I never gave much thought to engagement rings until Anna Rose and Matt got engaged. It was the first time I looked at someone’s ring and thought, Oh my God that is gorgeous and I would totally wear that every day for the rest of my life.
It was a black diamond. Emerald cut with no frills. A thin, gold, pave band. Totally stunning.
Stephen and I are having conversations about getting married. About spending the rest of our lives together. At first, he wants to pick out the ring; for it to be a surprise. But he still wants to know what I like.
Unfortunately, I really don’t know what I like. I have never given it much thought because I always thought it would be weird to look at engagement rings until I knew I should be looking at them. Superstitious, I guess. (For those of you who don’t see a proposal in your near or distant future, I highly recommend looking at rings you like. When you have no clue what you want for a ring, a wedding dress, or a wedding location, all of these things feel very overwhelming when they happen. If you’ve never thought about them before, it only adds to the stress of it – not the joy of it – and this should be fun!). All I know is, I love ARs ring, I don’t want a diamond, and I want a thin, yellow gold band.
So, I head to Pinterest. I quickly realize that I know nothing about rings. There’s so much terminology that I’ve never heard of. First there’s the cut, which is the shape of the stone: round, princess, emerald, oval, cushion, pear, heart, etc. The setting: prong, channel, pave, bezel. Metal choices: platinum, white gold, yellow gold, rose gold. Some have a halo, which is a frame of diamonds that encases the top view face of the stone.

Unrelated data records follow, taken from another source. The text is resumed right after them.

PR #53, opened 2017-11-07
Fix for error in convert script

micapam:
This PR contains the following: 
- Fix for the convert script (it was still trying to look up number formats which no longer existed) 
- A test for the convert script. It's not the prettiest, I had some asynchronously capturing stdout - I managed it, but suggestions on a more elegant solution welcome. The one thing I am happy with is that I didn't have to distort the convert script itself to fit the testing framework.
- Update to the data
- Change to the deploy script to ensure that if the data conversion fails, it won't deploy


scripts/convert.js
```diff
@@ -33,19 +31,13 @@ getStdin().then((rawCsv) => {
...
-          } else {
-            // otherwise just use the value as text
-            city.indices[indicator.key] = value;
+          // All data should be numeric
+          if (Number.isNaN(Number(value))) {
+            throw new Error(`value of "${value}" for ${row.Cities} for ${indicator.source} is not a number`);
           }
+
+          // note this will convert blank cells to 0
+          city.indices[indicator.key] = Number(value);
```
davidgilbertson, line 40: This is probably a good opportunity to handle empty cells.

scripts/convert.test.js
```diff
@@ -0,0 +1,70 @@
...
+    },
+    'Greater Perth': {
+      id: 'greater-perth',
+      shortName: 'Perth',
+      description: 'Description of Perth',
+    },
+  },
+}));
+
+const sleep = (ms) => new Promise(resolve => setTimeout(resolve, ms));
```
davidgilbertson: This can be shortened (and moved into the test if it's only used once). FYI all of these are the same:
```js
await new Promise(resolve => setTimeout(resolve, 1));
await new Promise(resolve => setTimeout(resolve, 0));
await new Promise(resolve => setTimeout(resolve));
await new Promise(setTimeout);

// and also...
await new Promise(process.nextTick);
```

About `nextTick()` if you're curious: https://nodejs.org/en/docs/guides/event-loop-timers-and-nexttick/

scripts/convert.test.js
```diff
@@ -0,0 +1,70 @@
...
+
+const mockActualOutput = [];
+const originalWrite = process.stdout.write;
+
+jest.mock('get-stdin', () => () => {
+  return new Promise(resolve => {
+    process.stdout.write = (str) => mockActualOutput.push(str);
+    resolve(mockCsvData);
+  });
+});
```
davidgilbertson: There's a shorthand for resolving promises like so:
```js
jest.mock('get-stdin', () => () => Promise.resolve(mockCsvData));
```

scripts/convert.test.js
```diff
@@ -0,0 +1,70 @@
...
+    "id": "greater-perth",
+    "shortName": "Perth",
+    "description": "Description of Perth",
+    "name": "Greater Perth",
+    "indices": {
+      "population": 2040000,
+      "growthRate": 0.016
+    }
+  }
+]`;
```
davidgilbertson: I'm 50/50 on this, but rather than testing that the output is an exact string, you could test that parsing the output results in a particular object. Downside: you're not directly testing the output. Upside: you're testing that the output is valid JSON and still testing that it output the correct data.

scripts/convert.test.js
```diff
@@ -0,0 +1,70 @@
...
+
+const mockActualOutput = [];
+const originalWrite = process.stdout.write;
```
davidgilbertson: Rather than overwriting the behaviour of `write()` to push to an array, you can instead make it a mock and check what it was called with. So 
```js
process.stdout.write = jest.fn();
```
and then:

```js
expect(process.stdout.write).toHaveBeenCalledWith(mockExpectedOutput);
```

scripts/convert.test.js
```diff
@@ -0,0 +1,70 @@
...
+
+jest.mock('get-stdin', () => () => {
+  return new Promise(resolve => {
+    process.stdout.write = (str) => mockActualOutput.push(str);
```
davidgilbertson: (FYI, this is actually what `jest.fn()` does in the background, and then makes the result available on the `.mock.calls` object, and it's what `toHaveBeenCalledWith()` accesses.)

scripts/convert.test.js
```diff
@@ -0,0 +1,70 @@
+const mockCsvData = `Cities,"Population, All persons, People","Population, persons, Annual Growth %"
```
davidgilbertson, line 1: Some comments below, all adding up to this:
```js
const mockCsvData = `Cities,"Population, All persons, People","Population, persons, Annual Growth %"
Greater Sydney,4920000,0.021
Greater Perth,2040000,0.016`;

const expectedOutputObject = [
  {
    id: 'greater-sydney',
    shortName: 'Sydney',
    description: 'Description of Sydney',
    name: 'Greater Sydney',
    indices: {
      population: 4920000,
      growthRate: 0.021
    }
  },
  {
    id: 'greater-perth',
    shortName: 'Perth',
    description: 'Description of Perth',
    name: 'Greater Perth',
    indices: {
      population: 2040000,
      growthRate: 0.016
    }
  }
];

jest.mock('../src/constants', () => ({
  INDICATORS: {
    population: {
      name: 'The population indicator name',
    },
    growthRate: {
      name: 'Annual population growth rate',
      source: 'Population, persons, Annual Growth %',
    },
  },
  CITIES: {
    'Greater Sydney': {
      id: 'greater-sydney',
      shortName: 'Sydney',
      description: 'Description of Sydney',
    },
    'Greater Perth': {
      id: 'greater-perth',
      shortName: 'Perth',
      description: 'Description of Perth',
    },
  },
}));

jest.mock('get-stdin', () => () => Promise.resolve(mockCsvData));

process.stdout.write = jest.fn();

it('Converts the data correctly', async () => {
  require('./convert');

  await new Promise(setTimeout);

  const rawOutput = process.stdout.write.mock.calls[0];

  expect(JSON.parse(rawOutput)).toEqual(expectedOutputObject);
});
```

scripts/convert.test.js
```diff
@@ -0,0 +1,70 @@
...
+      description: 'Description of Perth',
+    },
+  },
+}));
+
+const sleep = (ms) => new Promise(resolve => setTimeout(resolve, ms));
+
+it('Converts the data correctly', async () => {
+  require('./convert');
+  await sleep(1); // This horrific line is because I can't `await` running the script directly
```
davidgilbertson: For future reference... using `done()`  _should_ work, but doesn't because of a bug in Jest...
```js
it('Converts the data correctly', done => {
  require('./convert');

  setTimeout(() => {
    expect(process.stdout.write).toHaveBeenCalledWith(mockExpectedOutput);
    done();
  }, 100);
});
```

davidgilbertson (changes requested):
Tests could be tidied up, you can copy/paste or pick and choose...

scripts/convert.test.js
micapam: Ahhhh!

scripts/convert.test.js
micapam: This is much cleaner, thanks. I think the only thing missing is to clean up the mock of `process.stdout.write` ... or does that happen automatically at the end of this file's test?

scripts/convert.test.js
micapam: Ahhh that's great. I use the equivalent in `rspec-mocks`, I was searching in jest documentation but hadn't found this!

Finally, there’s the actual stone. I show Stephen my Pinterest board and now he’s doing his own research until he finally says that maybe we should do this together. Sounds good to me! I completely trust Stephen but I’m going to be wearing this ring for the rest of my life, and by the looks of it, it’s not something that we can just find in a store.
But let’s go to some jewelry stores and see. We go to Jared’s and Tiffany’s. I pretty much hate everything. They have the opposite of what I want. I can’t stand how everything looks the same. I can’t stand the stuffy vibe of these places.
My friend Lindsay sends us to Donald Hackk Diamonds in Charlotte. She swears by him – he’s made a lot of jewelry for her, so we make an appointment to meet with Justin.
When picking a stone, I narrow it down to something green or yellow. Green is my favorite color and I just really like the look of a yellow stone. Emeralds, I learn, are a terrible idea because they are very soft stones. For some women, this might not be a problem, but for me, who hits my hands on shit all day – literally, for no reason either, I just seem to be careless with my body and sometimes find bruises from walking into random things – I should not consider an emerald.
I learn that in terms of hardness, the top three go in this order: 1) diamond 2) ruby 3) sapphire. I also learn that sapphires are not only blue, as I thought they were. You can get sapphires in yellow, green, pink, orange, purple.
Since I don’t want a diamond and I don’t want a ruby, it seems like a yellow or green sapphire is the way to go. As we go down this path, I realize more and more that I definitely want a green ring on my finger.
I do like the look of a bezel setting – it basically encases the stone in a metal ring. My other friend Lyndsey, who works at Tiffany’s, tells me that this is a terrible idea. A bezel setting doesn’t allow the light to come through (or something like that). If I’m not going to get a diamond, then I should get a halo, because a halo will allow light to come through the stone and make it look shinier and bigger and blah blah blah. I hate the look of a halo. But I see her point about the bezel setting.
I try to tell Justin what I want. He’s very good at explaining everything and making me feel like we will find exactly what I’m looking for. It might take some time – but he will find it. I think he also might worry that the size of the stone that I want will be too heavy on my finger, but I am undeterred.
He calls us in one day, a couple weeks later, to show us a stone that he’s found. I really like it. I like it a lot. Stephen loves it. But it’s not the one. It’s slightly smaller than I was hoping and slightly on the more yellowish side of green. I want something greener and bigger. I don’t even wear rings. Like, ever. But now for some reason I’m dead set on finding this stone.
A couple weeks after that, Justin calls us in again. He shows me the stone and I gasp. Oh my God. It’s so pretty. I love the color and I love the size. This is the one. It feels good to know for sure and be supremely all in.
When Stephen proposes a couple months later and puts the ring on my finger, it’s my first time seeing the whole thing as an actual ring, not just the stone. A 10mm green sapphire cushion cut with a prong setting and a yellow gold band. I can’t stop looking at it on my finger. I love it so much. It’s weird to wear something of this size on my finger, but that doesn’t change my feelings about it. Every time Stephen asks me, “Is it too big? Do you still love it?,” I tell him, It’s perfect and I’m obsessed with it – because I am. I don’t wear a lot of jewelry, and now it’s even easier to not have to think about it because I know that if anything, I at least have this beautiful ring on my finger, and every single time I look at it, I think about our love and our life together.